A mixture of 0.100 mol of N2 and 0.200 mol of O2 is collected over H2O at an atmospheric pressure of 750. mm Hg and a temperature of 22 ºC. What is the partial pressure (in mmHg) of O2 in this mixture? (Vapor pressure of water @ 22 ºC is 22 mm Hg)
485
I would do this.
Ptotal = PH2O + PN2 + PO2
750 mm = 22 + pN2 + PO2.
PN2 + PO2 = 728 mm
Then you have 1/3 of 728 for N2 and 2/3 of 728 for O2.
To find the partial pressure of O2 in the mixture, we need to consider the Dalton's law of partial pressures.
According to Dalton's law, the total pressure of a gas mixture is equal to the sum of the partial pressures of each gas in the mixture.
So, to find the partial pressure of O2, we first need to find the total pressure of the mixture.
Given:
Moles of N2 = 0.100 mol
Moles of O2 = 0.200 mol
Atmospheric pressure = 750 mmHg
Vapor pressure of water @ 22 ºC = 22 mmHg
To find the total pressure of the mixture, we add the atmospheric pressure and the vapor pressure of water:
Total pressure = Atmospheric pressure + Vapor pressure of water
Total pressure = 750 mmHg + 22 mmHg
Total pressure = 772 mmHg
Now we can find the partial pressure of O2 by using the mole ratio of O2 to the total moles of gases in the mixture:
Partial pressure of O2 = (Moles of O2 / Total moles of gases) * Total pressure
Total moles of gases = Moles of N2 + Moles of O2
Total moles of gases = 0.100 mol + 0.200 mol
Total moles of gases = 0.300 mol
Partial pressure of O2 = (0.200 mol / 0.300 mol) * 772 mmHg
Partial pressure of O2 = 0.667 * 772 mmHg
Partial pressure of O2 ≈ 515.524 mmHg
Therefore, the partial pressure of O2 in this mixture is approximately 515.524 mmHg.

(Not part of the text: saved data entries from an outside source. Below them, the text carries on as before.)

PR #378, opened 2020-11-20
Update the standalone test runner to compile Typescript sources at runtime

austinEng:


service-worker/index.ts
```diff
@@ -0,0 +1,118 @@
...
+
+            compilerOptions.module = asModuleKind(
+              tsconfig['compilerOptions']['module']);
+            compilerOptions.target = asScriptTarget(
+              tsconfig['compilerOptions']['target'] || 'latest');
+            compilerOptions.moduleResolution = asModuleResolutionKind(
+              tsconfig['compilerOptions']['moduleResolution']);
+
+            // https://github.com/microsoft/TypeScript/wiki/Using-the-Compiler-API
+            const output = ts.transpile(file, compilerOptions);
```
austinEng, line 107: Would be good if this could use Babel as well since that's what we use for the actual build.

standalone/index.html
```diff
@@ -218,7 +218,21 @@ <h1>WebGPU Conformance Test Suite</h1>
     <p>
       <input type="button" id="copyResultsJSON" value="Copy results as JSON">
     </p>
+    <script>
+      if ('serviceWorker' in navigator) {
```
austinEng, line 222: Need to guard this on some define like IS_STANDALONE_DEV or something

package.json
```diff
@@ -44,13 +45,19 @@
...
     "grunt-ts": "^6.0.0-beta.22",
     "gts": "^3.0.1",
+    "json5-loader": "^4.0.1",
     "quiet-grunt": "^0.2.3",
+    "ts-loader": "^8.0.5",
     "ts-node": "^9.0.0",
-    "typescript": "^4.0.3"
-  }
+    "typescript": "^4.0.3",
+    "val-loader": "^2.1.2",
```
austinEng, line 57: `val-loader` is unused.

austinEng (commented):
Here's the overall structure, still need some tweaks. Sending it out now for early feedback.

service-worker/tsconfig.json
```diff
@@ -0,0 +1,10 @@
+{
```
kainino0x, line 1: May not be relevant with babel, but this is only used in service-worker/index.ts I assume? Could we just hardcode these into that file?

standalone/index.html
kainino0x: What would that do? This file is only used for standalone dev. Should probably throw an exception if service workers aren't available.

standalone/index.html
```diff
@@ -218,7 +218,21 @@ <h1>WebGPU Conformance Test Suite</h1>
...
+          .then(async function (registration) {
+            await registration.update();
+            console.debug("Service worker registered");
 
-    <script type="module" src="../out/common/runtime/standalone.js"></script>
+            const script = document.createElement('script');
+            script.type = "module";
+            script.src = "../src/common/runtime/standalone.ts";
+
+            document.body.append(script);
```
kainino0x, line 233: Could this be just `import('../src/common/runtime/standalone.ts')`?

build/webpack.dev.js
```diff
@@ -0,0 +1,67 @@
+const path = require('path');
```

To determine the partial pressure of O2 in the mixture, we need to consider the total pressure and subtract the vapor pressure of water.

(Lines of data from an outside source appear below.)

PR #368, opened 2020-11-20
From HackMD plan, part 2: some more validation tests

kainino0x:
Also implemented a few very simple tests.

PR #383, opened 2020-11-21
iterateCollapsedQueries: don't yield files with no tests

kainino0x:
This prevents gen_wpt_cts_html, which generates a list of test queries to cover the whole CTS, from generating "variant" entries for test files (groups) that don't have any tests in them (which throws an error when the browser tries to actually run those variants). I added several such files, as TODOs, in #368.


austinEng (approved):
LGTM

Step 1: Convert the given atmospheric pressure to atm.
The given atmospheric pressure is 750. mm Hg. To convert this to atm, divide by the conversion factor 760 mm Hg/atm:
750. mm Hg ÷ 760 mm Hg/atm = 0.987 atm
Step 2: Subtract the vapor pressure of water from the total pressure.
The vapor pressure of water at 22 ºC is given as 22 mm Hg. Convert this to atm by dividing by 760 mm Hg/atm:
22 mm Hg ÷ 760 mm Hg/atm = 0.0289 atm
Now, subtract the vapor pressure of water from the total pressure to get the partial pressure of the gases:
0.987 atm - 0.0289 atm = 0.9581 atm
Step 3: Convert the partial pressure back to mmHg.
To convert atm to mmHg, multiply by the conversion factor 760 mm Hg/atm:
0.9581 atm × 760 mm Hg/atm = 728.236 mm Hg
Therefore, the partial pressure of O2 in the mixture is approximately 728.236 mmHg.